Qui était Spider Sabich ?
Vladimir « Spider » Sabich était un skieur alpin américain de renommée internationale, champion du circuit professionnel dans les années 1970. Sa mort à l’âge de 31 ans, dans des circonstances troubles, avait provoqué une onde de choc aux États-Unis, d’autant que l’affaire impliquait une personnalité du show-business très médiatisée.
Un procès sous haute tension, une peine allégée
La famille de Spider Sabich porte plainte et se constitue partie civile. Dans un premier temps, Claudine Longet risquait jusqu’à 10 ans de prison pour homicide.
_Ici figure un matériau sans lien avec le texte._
PR #4195, opened 2025-07-02
Unify confirmed certificate processing between clients and validators

bart-linera:
## Motivation

Now that validators allow for gaps in chains, we can unify the way confirmed certificate are processed on the client and on the validator.

## Proposal

Remove the `PreprocessCertificate` worker request and use `ProcessConfirmedBlock` instead (which can still call `preprocess_certificate` under the hood if there are gaps).

Moreover, always use the committee from storage for certificate validation. We used to get the current committee from the chain state for nonzero-height blocks, but this can be incorrect if there are gaps, because the committee might have changed within the gap, or we might not even have a committee in the chain state. Thus, we should always use the block epoch to get the committee from storage, but if the block is going to be fully processed, we should also verify that the epoch in it matches the current epoch on the chain.

## Test Plan

CI

## Release Plan

## Links

### DIFF
--- a/linera-core/src/chain_worker/state/attempted_changes.rs
+++ b/linera-core/src/chain_worker/state/attempted_changes.rs
@@ -449,7 +449,7 @@ where
 
     /// Stores a block's blobs, and adds its messages to the outbox where possible.
     /// Does not execute the block.
-    pub(super) async fn preprocess_certificate(
+    async fn preprocess_certificate(
         &mut self,
         certificate: ConfirmedBlockCertificate,
     ) -> Result<NetworkActions, WorkerError> {
--- a/linera-core/src/chain_worker/state/attempted_changes.rs
+++ b/linera-core/src/chain_worker/state/attempted_changes.rs
@@ -300,27 +300,17 @@ where
         }
 
         // We haven't processed the block - verify the certificate first
-        if height == BlockHeight::ZERO {
-            // For the initial proposal on a chain, we read the committee directly from
-            // storage. If the certificate is good for this committee, we will accept it -
-            // which will later allow us to also accept the chain description blob.
-            let epoch = block.header.epoch;
-            let committees = self
-                .state
-                .storage
-                .committees_for([epoch].into_iter().collect())
-                .await?;
-            let committee = committees
-                .get(&epoch)
-                .ok_or(WorkerError::UnknownEpoch { chain_id, epoch })?;
-            certificate.check(committee)?;
-        } else {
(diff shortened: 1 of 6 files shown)


linera-core/src/chain_worker/state/attempted_changes.rs
```diff
@@ -300,27 +300,17 @@ where
...
+        let epoch = block.header.epoch;
+        // Get the committee for the block's epoch from storage.
+        let committees = self
+            .state
+            .storage
+            .committees_for([epoch].into_iter().collect())
+            .await?;
+        let committee = committees
+            .get(&epoch)
+            .ok_or(WorkerError::UnknownEpoch { chain_id, epoch })?;
```
deuszx, line 308: Can it happen that this error is returned when we try to preprocess a block, on a chain with gaps, and the committee changed in that gap? if so, the response of the client to this error should be that it tries to fill in the gaps of the validator - right? I don't see it happening right now.

bart-linera: As long as the validator (or client) has the correct committee from the admin chain, it shouldn't. If the committee changed within the gap, the block will have the new epoch in the header, and so this code will look up the new epoch. This was an issue _before_ this change, because then the code would look up the "current" epoch on the chain (which would be the pre-gap epoch), and it could be a different epoch than the post-gap one.

linera-core/src/chain_worker/state/attempted_changes.rs
```diff
@@ -363,6 +356,14 @@ where
             .storage
             .maybe_write_blob_states(&blob_ids, blob_state)
             .await?;
```
afck, line 342: Everything up to here could probably also be deduplicated.

I think if we check `tip.next_block_height < height` in just two places (or even just one?), we can remove `preprocess_certificate` entirely.

bart-linera: Good point!
I deduplicated a bit more, per your suggestion. There is still _some_ duplicated code, which could technically be deduplicated by wrapping a big part in `if tip.next_block_height == height` instead of returning early, but to me personally this is slightly cleaner than the alternative.

afck (approved):

linera-core/src/chain_worker/state/attempted_changes.rs
deuszx: It wasn't only that. Here, if we miss the certificate, we return a generic `ViewError` to the client which I don't think is automatically recovered?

Cependant, le déroulement judiciaire est entaché d’irrégularités : des perquisitions jugées illégales et une mauvaise gestion des preuves compliquent sérieusement l’instruction. L’affaire se règle finalement à l’amiable, et le jury reconnaît la chanteuse coupable d’homicide involontaire par négligence.
La peine prononcée est bien en deçà du maximum encouru : 30 jours de prison, deux ans de mise à l’épreuve et une amende de 250 dollars. Une condamnation jugée très clémente par une partie de l’opinion publique américaine.
Une retraite silencieuse et un engagement tenu jusqu’au bout
À l’issue du procès, Claudine Longet s’engage formellement à ne jamais parler publiquement de Spider Sabich ni de sa mort. Un engagement qu’elle respectera scrupuleusement jusqu’à la fin de sa vie.

Après le drame, elle s’installe à Hawaï avec Ronald Austin, l’un de ses avocats lors du procès, et ses enfants. Elle se retire progressivement de la vie publique et médiatique.